Records drawn from a dataset:
PR #6662, opened 2023-02-14
remove bundler cache after installing

jakecoffman:
The Bundler ecosystem is evading the smoke test cache after a while, causing failures. This is probably due to how Bundler caches dependency data. When we run `bundle install` during a build, it stores a cache of the versions it fetched under `~/.bundle`. After a day or so this is out of date and Bundler attempts to get new data, probably sending new headers to do so, avoiding the cache.

So by removing the Bundler cache during image build, our tests should always make the same call to get fresh data instead of starting with a snapshot at the time of build.

An outstanding question is whether this is a good idea outside of testing. With this change, updates become more deterministic, so I think it's worth the extra download cost it incurs. Also we don't need to make a special case in tests to handle this one-off discrepancy. Other opinions on this are welcome.

### DIFF
--- a/Dockerfile.updater-core
+++ b/Dockerfile.updater-core
@@ -96,7 +96,8 @@ WORKDIR $HOME/dependabot-updater
 RUN bundle config set --local path 'vendor' && \
 bundle config set --local frozen 'true' && \
 bundle config set --local without 'development' && \
-bundle install
+bundle install && \
+rm -rf ~/.bundle
 
 FROM ubuntu:20.04
 


deivid-rodriguez:
Just to clarify Bundler behavior.

Bundler uses a `/versions` file for resolution that includes the list of all releases of all gems. So in case new gems were released since you last downloaded this file, then Bundler will only request "new information" and append that to the existing local file. For this it uses `Range` and `If-None-Match` request headers. This is so that you don't need to download a huge text file everytime you use Bundler.

So, yes, if we remove this cached file the updates will be technically more deterministic but the result should not change anyways since all Bundler resolutions will make sure the `versions` file is up to date first (regardless of whether a full download or an incremental one is necessary). And if we remove it, all updates will need to download the full file (I just checked and it's 18Mb, I thought it was more actually).

jakecoffman:
@deivid-rodriguez thanks for the clarification! The determinism will be in the calls that are made during the update, and not the change that is created by Dependabot. 👍

deivid-rodriguez:
This failed because the smoke tests cache needs to be refreshed after this PR?

jakecoffman:
@deivid-rodriguez if I refresh it now it will go green too, I can do that.

jakecoffman:
@deivid-rodriguez Fixed! Also the fresh download from rubygems is 6MB compressed, so I think I'm good with going forward with this if it fixes our caching problems.

deivid-rodriguez (approved):
I was a bit concerned with making a change that degrades our real updater only to fix a test specific issue, hence my suggestion to run smoke tests with an empty mount on the versions file. But I guess you're right and this won't be really noticiable.

jakecoffman:
We can always revisit in the future if anything changes. Also this made the image smaller, so for Actions and the Smoke Tests that download the updater image each time, this probably saves a 🤏  small amount of bandwidth for the case where the updater image has an out-of-date cache built-in.

deivid-rodriguez:
Sure, thanks for fixing this! 🎉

▶ What the task requires
Go through the entries above and count the lines holding the word "more"; write nothing but the number.

▶ Answer space
2